Cherry finds a loophole in the American military system and exploits it. It depicts how the military use up their soldiers and thrust them back into the society, not as a whole but merely as a shadow of their former selves. How they expect them to fit into civilian life without sufficient provision like adequate healthcare is beyond me. Cherry came back home a war hero but the healthcare system failed him. Cherry met with a doctor on his return home from war to help with his disorder- a doctor named Dr.Whomever. The only thing Dr. Whomever could give him was Oxytocin, no psychological evaluation- a way of saying just take the drug to keep your demons at bay. Whether the patient might get addicted to it wasn’t his problem. The name of the doctor is used to portray the failed American healthcare system and how the military gives little or no care at all to the post-war life of their veterans. Even Cherry regrets his decision to join the army and informs viewers “do not ever join the fucking army”.
The Russo brothers toss an eponymous character to the viewers in Cherry to convey the movie’s plot of a young man’s combat between addiction and redemption. Cherry is a captivating story of the loss of a youth as his life spirals out of control right before his eyes and into a pit of addiction. He doesn’t go down alone into this hole of hopelessness– he draws innocent Emily in and they both share the mental pain and devastating transformation. The story is riveting enough to instigate viewers to pick up the book – I wouldn’t though cos I am not the reading type?.

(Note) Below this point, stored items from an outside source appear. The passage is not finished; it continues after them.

PR #1612, opened 2022-12-27
Fix `ToLong()` extension method

### LINKED ISSUE #1609: Parse serialized long value by parser of integer
from:
- https://github.com/planetarium/lib9c/blob/main/Lib9c/Model/State/StateExtensions.cs#L123-L124
- https://github.com/planetarium/lib9c/blob/main/Lib9c/Model/State/StateExtensions.cs#L126-L127

boscohyun:
Resolve #1609

### DIFF
--- a/.Lib9c.Tests/Model/State/StateExtensionsTest.cs
+++ b/.Lib9c.Tests/Model/State/StateExtensionsTest.cs
@@ -1,14 +1,37 @@
 namespace Lib9c.Tests.Model.State
 {
-    using System;
     using System.Numerics;
-    using Nekoyume.Battle;
-    using Nekoyume.Model.BattleStatus;
     using Nekoyume.Model.State;
     using Xunit;
 
     public class StateExtensionsTest
     {
+        [Theory]
+        [InlineData(long.MinValue)]
+        [InlineData(0L)]
+        [InlineData(long.MaxValue)]
+        public void Long(long value)
+        {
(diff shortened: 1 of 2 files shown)


moreal (approved):
I worried that failed transactions by the overflow already exist. When I looked for the usage of the `StateExtensions.ToLong` and `StateExtensions.GetLong`, they were used for de/serialization of `block index`, `exp`. I expect they will not over exceed `int`'s range so I'll approve. If we find a related issue, we should rollback.

boscohyun:
@moreal Thanks for your thoughtful review. I talked about that points with @longfin and came to the same conclusion as you. 

Here is some reasons for this pull request can be merged.

1. Can expect there is no overflows yet.
2. The lib9c cannot evaluate the mainnet blockchain from the genesis block already. 
3. We are preparing the pluggable lib9c.(free from backward compatibility)

moreal:
I also think this pull request can be merged. But I hope we shouldn't say `The lib9c cannot evaluate the mainnet blockchain from the genesis block already.` as the reason to merge this pull request. It is the fault and should be fixed sometime. If we will not care about it, I don't think we cannot say Nine Chronicles is a blockchain game.

boscohyun:
@moreal You said something very important. I agree with you and will keep it in mind.👍

boscohyun:
@moreal I made #1622. Thanks!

Cherry boasts impressive visuals and cinematography to depict a familiar storyline and angle to the life of war, crime and addiction. The movie encourages viewers to show sympathy for drug addicts and those with PTSD. The youthful exuberance of Holland and Bravo makes the movie more compelling and powerful to watch. Cherry is like four different movies embedded in one; a war film, a crime drama, a heist movie and a teen movie. It is an overall average movie, which will merely fascinate viewers who want to see Holland in a more mature performance and need to be convinced that he can shine in a role other than the one in which he crawls walls while exhibiting mad reflexes, and also for those who are interested in the life changing story of Nico Walker.
- The drill sergeants in Cherry remind me of Hacksaw Ridge. I would really like to experience the way they cuss and shout but Cherry already warned us never to join the fucking army ?♀️.
- I can never unsee the scene where Holland’s butthole is shown during the medical army examination and Cherry’s humorous voiceover that “there was a man whose job it was to check everyone’s asshole”. I guess the Russo brothers did deliver in surprising fans with a new filmmaking narrative rather than their usual superhero movies.
Cherry is currently streaming on AppleTV+.